We overnighted on Portsmouth dockside in the ferry queue and had a meal beforehand when we arrived in P'Mouth at Port Solent. I've put both in the MHF database ( click on Campsites, next to my name on the left of this post)

It's worth working out exactly what you are doing as you leave the ferry at Santander; the traffic is busy ( noon) and you don't get any time to think as you are decanted onto a roundabout in town. It shows up well on Street View. Turn LEFT for Santillana at the roundabout and go along the sea front.


G

Edit ! Just seen you're going Plymouth so the bits about Port Solent etc don't apply !


----------



## Mike48 (May 1, 2005)

Further to the above you can overnight at the Plymouth Port. You will not be alone.


----------



## mike800966 (May 1, 2005)

*Santander campsite after the ferry from plymouth*

Very many thanks chaps for the responses, I have found santillana de mar west of santander but I cant find it in the capmsite reviews. If we need it, ie Guv'nor is feeling rough after the crossing ( or me for that matter) it would be a godsend!

Thanks again

Mike & Ann


----------



## Grizzly (May 9, 2005)

*Re: Santander campsite after the ferry from plymouth*



mike800966 said:


> V have found santillana de mar west of santander but I cant find it in the capmsite reviews.
> 
> Mike & Ann


I didn't put it in the MHF reviews Mike because we visited in January when it was not going full steam and we were only there for one night.
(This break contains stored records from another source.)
PR #1381, opened 2022-03-24
Rework the credential validation to use azidentity

benashz:
Credential validation now relies on listing of the resource principles
to determine success. If the client credentials can successfully list
the principles once then the credentials provided from Vault are deemed
to be valid. In the case where the 401 HTTP status code is returned from
the Azure API, the validation check is terminated since this means that
the credentials were not authorized to perform any API requests.

### Community Note

Relates OR Closes #0000

```release-note

```

```

...
```


vault/data_source_azure_access_credentials.go
```diff
@@ -125,87 +128,84 @@ func azureAccessCredentialsDataSourceRead(d *schema.ResourceData, meta interface
...
 
-	secret, err = client.Logical().Read(configPath)
+	config, err := client.Logical().Read(configPath)
 	if err != nil {
 		return fmt.Errorf("error reading from Vault: %s", err)
 	}
-	log.Printf("[DEBUG] Read %q from Vault", configPath)
+	log.Printf("[DEBUG] Successfully read %q from Vault", configPath)
 
 	subscriptionID := ""
```
mb290, line 137: Instead of leveraging the subscriptionId and tenantId returned from the Vault configuration, can these be optionally defined in the data source? Otherwise it'll require all Azure SPs in Vault to be granted access to a centralized Subscription that is defined in the Vault configuration, which is likely not needed by the SP that's generated for anything else.

vault/data_source_azure_access_credentials.go
```diff
@@ -125,87 +128,84 @@ func azureAccessCredentialsDataSourceRead(d *schema.ResourceData, meta interface
...
+			}
+			log.Printf("[DEBUG] Provider Client List response %+v", pr)
 		}
-		// If the creds have propagated to the server where we're checking, we receive no error from the above Prepare call.
-		sequentialSuccesses++
-		if sequentialSuccesses == sequentialSuccessesRequired {
-			overallSuccess = true
+
+		if pager.Err() == nil {
+			log.Printf("[DEBUG] Credential validation succeeded")
```
mb290, line 198: With num_sequential_successes being removed this will mean the moment a single Azure AD endpoint returns success then it'll assume that the credential is valid, however there can be a propogation delay between endpoints. with num_sequential_successes this allows for the provider to initiate multiple attempts to ensure credentials are replicated.

vault/data_source_azure_access_credentials.go
benashz: Sure, we can add that, but I think that it is out of scope for this PR. I can open another PR, but it probably won't make it into 3.4.0. Sound okay?

mb290: I'm concerned it'll cause the provider to break for any existing vault roles that don't have access to the subscription that's defined in the Azure Secrets engine config in Vault.

vinay-gopalan (approved):

vault/data_source_azure_access_credentials.go
benashz: Interesting, I was not able to reproduce that in my testing with a 5 minute poll. I'm happy to add it back.

benashz: Is there a way to know which endpoint we hit?

mb290: I don't believe there is. Replication time seems to take longer when using an the existing SP functionality as documented here [https://www.vaultproject.io/docs/secrets/azure#application-object-ids](https://www.vaultproject.io/docs/secrets/azure#application-object-ids)

benashz: Fix in https://github.com/hashicorp/terraform-provider-vault/pull/1381/commits/e71e3efc4f2c7e3a715208ac9c37e407620189c6

vault/data_source_azure_access_credentials.go
benashz: PR forthcoming

vinay-gopalan (approved):

vault/data_source_azure_access_credentials.go
benashz: Addressed in #1384

robison:
I'm happy to raise a separate issue for this, but we ran headlong directly into the concern that @mb290 raised yesterday: https://github.com/hashicorp/terraform-provider-vault/pull/1381#discussion_r834672881

This seems to be a semi-breaking change for existing roles - could something be added to CHANGELOG.md?

benashz:
> This seems to be a semi-breaking change for existing roles - could something be added to CHANGELOG.md?

Hi @robison I don't believe we introduced any breaking changes with this fix. The `num_sequential_successes` behaviour remains the same.

Would you mind  unpacking the `semi-breaking` change for us?

Thanks,

Ben

robison:
Per @mb290's comment https://github.com/hashicorp/terraform-provider-vault/pull/1381#discussion_r834672881, we had an existing Vault role that did not have access to the subscription that's defined in the Azure Secrets engine config in Vault. Thankfully ran into this in a dev environment, where the `azure` provider version wasn't pinned. We first pinned it back to 3.3.0, then realized that we would need to specify the `subscription_id` and `tenant_id` in 3.4.0+ - which we couldn't do until https://github.com/hashicorp/terraform-provider-vault/pull/1391 landed.

benashz:
> Per @mb290's comment [#1381 (comment)](https://github.com/hashicorp/terraform-provider-vault/pull/1381#discussion_r834672881), we had an existing Vault role that did not have access to the subscription that's defined in the Azure Secrets engine config in Vault. Thankfully ran into this in a dev environment, where the `azure` provider version wasn't pinned. We first pinned it back to 3.3.0, then realized that we would need to specify the `subscription_id` and `tenant_id` in 3.4.0+ - which we couldn't do until #1391 landed.

Ah, I see now. Thanks for the clarification. #1391 should going out on Thursday in a patch release `3.4.1`.

robison:
Excellent. Could we also get a update/note in CHANGELOG.md for v3.4.1 indicating the potential necessity of specifying `subscription_id` & `tenant_id` when using a pre-existing Vault role that doesn't have access to the subscription?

We didn't feel we'd seen enough to review it thoroughly and find out anything more useful about it. I will do so however and then others can add the summer bits to it !

Hope you have a smooth crossing. We were very, very lucky, early January and flat calm with sunshine and clear skies. The cabins (Pont Aven) were very good indeed and absolutely silent- no noise even from the corridor.

G


----------



## Mike48 (May 1, 2005)

While Santander is being considered are there any decent Aires within an hour of Santander preferably towards Madrid? There is one at Aguilar de Campo at 

N42.78627/W4.25725 but was looking for one nearer.

There are a couple on the Camping Car Infos site - one at Cabarceno which looks close to Santander at 

N43.35802/W3.81959 but the site indicates that it is difficult to find.

Any better suggestions?


----------



## laughter (Feb 1, 2010)

There is an Aire which is near but far enough to be nice and quiet. I can't recall the name of the place just now, but we christened it the 'elephant aire' because there is a safari park just by, and you can see the elephants. (Very well contained!)


The elephant aire is:- N43degrees21.486 and W003degrees49.186
The actual place for motorhomes is sloping but it's flat by the lake. It only took half an hour to get to the ferry from there in the morning. 

There is a basic service point where you can empty the 'loo. I think there was a tap too, but memory doesn't serve too well. There is a restaurant and a shop in the village. 

It's in the 'All the Aires, Spain & Portugal' book. 

Hope this helps!


----------